Or is it that it's understood that some refuse to condemn?


----------



## Spandex (Feb 20, 2009)

John-H said:


> 58,857 now. I'm sure it's not beyond the wit of man to sort things out properly - stop the greedy from taking advantage for their own ends and help the weak and the good for the betterment of society. It's that altruistic argument again :wink:


Who are the greedy though? It seems that you want to stop Sky from charging the BBC when they provide a service to them, purely because Murdoch owns 39% of them. You're not complaining about all the other companies that the BBC has to pay.

I mentioned it earlier, but do you think Astra should provide satellite transponders to the BBC for free? What about Sony - should they give them all the cameras they want free of charge? Why single out Sky? The only reason you've given so far is the Murdoch connection, which is just ridiculous.


----------



## Spandex (Feb 20, 2009)

John-H said:


> TTCool said:
> 
> 
> > Damnant quod non intellegunt - Cicero
> ...


Who are we supposed to be condemning? Murdoch? Fine - he has my condemnation, for what it's worth. But does that mean it's right to randomly create stupid rules designed solely to penalise any company wholly or partially owned by News Corp? It makes no sense whatsoever.


----------



## John-H (Jul 13, 2005)

Spandex said:


> John-H said:
> 
> 
> 
> ...


Now you are grossly misrepresenting what I said, twisting and turning like a twisty turney thing :wink: I argued that the BBC are providing a service to Sky - but perversely paying for it - which is wrong.

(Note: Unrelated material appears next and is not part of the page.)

PR #547, opened 2021-05-31
Upgrade SPM version to 5.4 for Linux builds

### LINKED ISSUE #539: Enable automatic test discovery on Linux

I made the point that paying for "transmitter" services is not the same thing as a trade for programme content - which should be a payment from Sky to the BBC et al. Do keep up :wink:



Spandex said:


> John-H said:
> 
> 
> > TTCool said:
> ...


It makes sense to nearly 60,000 people now  And a rule that sorted Murdoch out wouldn't be stupid - to someone condemning him.

The really stupid rule is the one that has the BBC paying Sky to give them the content that Sky should be paying for - contrasting with Fox getting paid by the cable companies for content in the US!


----------



## Spandex (Feb 20, 2009)

What service are the BBC providing to Sky? They're transmitting their own content on their own (rented) transponders, which can be received for free by anyone with a satellite receiver. Sky are sending SI data to BBCs muxes to be added in, and are maintaining the BBC schedules for their digibox/PVR. Sky are also providing the mechanisms which allow the BBC to maintain regional services using the subscribers postcode (something the BBC can't do with just an FTA broadcast on a satellite).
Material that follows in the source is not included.